Like J5D, I grew up in Northport, just over the Warrior River from Tuscaloosa and the U of A. I moved from there over 40 years ago and have forgotten a lot of the small towns.

Here is a radius finder and I did a search for 5 to 25 miles out from 35487(U of A's zip)

And a neat Map . 

Good Luck and Roll Tide Roll!


----------



## sweetmusicj (Mar 5, 2008)

Hey all,

Thanks for all the information. So, I found a non-homestead home that seemed to work for the three years I'll be here (good schools, a little too suburbia for me, but happy wife=happy life). Problem is the deal looks like it is falling through on the seller's end and I told my realtor that if they don't have their *stuff together by Friday I'm walking because I need to get my wife and kiddos in a permanent home after being nomads for the past 6 weeks.

So, just one last shout out for a home in the country commutable to Tuscaloosa and I'll look again at those areas mentioned previously.

Thanks and Roll Tide!


----------



## sweetmusicj (Mar 5, 2008)

Well, I take my last post back. Looks like the sellers got it all together and we close on Friday.

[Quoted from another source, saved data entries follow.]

PR #1406, opened 2019-07-10
improve(kms_key): modify the param `description` to forcenew

Lexsss:
…cases.

### DIFF
--- a/alicloud/resource_alicloud_kms_key.go
+++ b/alicloud/resource_alicloud_kms_key.go
@@ -2,11 +2,8 @@ package alicloud
 
 import (
 	"fmt"
-	"time"
-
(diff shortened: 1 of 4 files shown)


alicloud/resource_alicloud_kms_key.go
```diff
@@ -77,8 +75,8 @@ func resourceAlicloudKmsKeyCreate(d *schema.ResourceData, meta interface{}) erro
 	if err != nil {
 		return WrapErrorf(err, DefaultErrorMsg, "kms_key", request.GetActionName(), AlibabaCloudSdkGoERROR)
```
YY-tomorrow: please use alicloud_kms_key, and add debug

PR #9970, opened 2026-07-14
resource/alicloud_db_instance: fix panic when DescribeParameters has no ParamGroupInfo

api-tool-agent:
### Summary

`resourceAliCloudDBInstanceRead` could panic while creating an `alicloud_db_instance` (the crash surfaces via `Create` -> `Update` -> `Read`):

```
panic: interface conversion: interface {} is nil, not map[string]interface {}
```

The Read function asserted the `DescribeParameters` response without a comma-ok guard, and did so *before* checking the returned error:

```go
response, err := rdsService.DescribeParameters(d.Id())
dbParamGroupInfo := response["ParamGroupInfo"].(map[string]interface{}) // panics here
if err != nil {
    return WrapError(err)
}
d.Set("db_param_group_id", dbParamGroupInfo["ParamGroupId"].(string))
```

When an instance has just been created, the `DescribeParameters` response does not always contain `ParamGroupInfo` yet, so `response["ParamGroupInfo"]` is `nil` and the unguarded type assertion crashes the plugin. The same happens if `DescribeParameters` returns an error, because `response` is then `nil` but is dereferenced before the error is ever checked.

### Fix

- Check the returned error before touching `response`.
- Guard the `ParamGroupInfo` / `ParamGroupId` lookups with comma-ok, isolated in a small helper `parseDBInstanceParamGroupId`, so a missing or absent field no longer panics (`db_param_group_id` is simply left unset when the API has not populated it yet).

### Test

Added `TestUnitParseDBInstanceParamGroupId`, a table-driven unit test covering the crash inputs (missing `ParamGroupInfo`, nil `ParamGroupInfo`, missing/non-string `ParamGroupId`) plus the happy path. The first cases panic against the previous inline code and pass after the fix.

It maybe a little too suburban for me, but it's a couple blocks away from a lake, neighbors are far "enough" away and it's an older established neighborhood. 

I guess I just bought an 1993 F-150 last weekend and it means less money on gas as well...


----------



## po boy (Jul 12, 2010)

Congrats!


----------



## halfpint (Jan 24, 2005)

Hope your closing went well.

What type of music to you play (or listen to).

Dawn


----------